To be fair, "if" your partner is getting completely fulfilled, then masturbation (for either partner) shouldn't be an issue. Honestly, I feel like most negativity about masturbation is driven towards *what* the person in question is masturbating to and whether it's unrealistic or degrading, than the masturbation itself.

(edit: although, after some thought, I guess it's fair to reply that masturbation in a relationship is often interpreted by the other partner as a rejection or statement of sexual inability- although those things, by definition, would mean that a partner is NOT getting completely fulfilled.)

But it's up to communication because, like a lot of other sex in marriage topics, that's a big "if". And I'd find all the things @TJW listed above understandable to bring up.


----------



## cp3o

Many people don't think it so - but............

In my experience the reasons people will give include

selfishness - though they will, I'm sure, see nothing wrong in eating alone if their partner is absent.
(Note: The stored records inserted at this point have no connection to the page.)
PR #3322, opened 2022-10-17
update default matchExpression for darwin

stefanrepl:
allow for running kots installs into clusters running on M1 Macs.

Fixes #
https://app.shortcut.com/replicated/story/61035/allow-deploying-kots-on-darwin

## Steps to reproduce

I tested by performing the following on a M1 Mac:

1) Create a k8s cluster using `kind`
2) built KOTS cli locally via `make kots-real`
3) ran a `kots install ...` of an application into the cluster running on the M1 machine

Provided the partner isn't underfed as a result..................

it induces a lack of self respect - you'll have to ask them how that works

sex is not for fun - since masturbation is incapable of leading to pregnancy it is against some deity or another's rules.

there are even some (I suspect a noisy few) who claim that it is a form of homosexuality (YouTube!) - and guess what - they think homosexuality is against some deity or another's rules.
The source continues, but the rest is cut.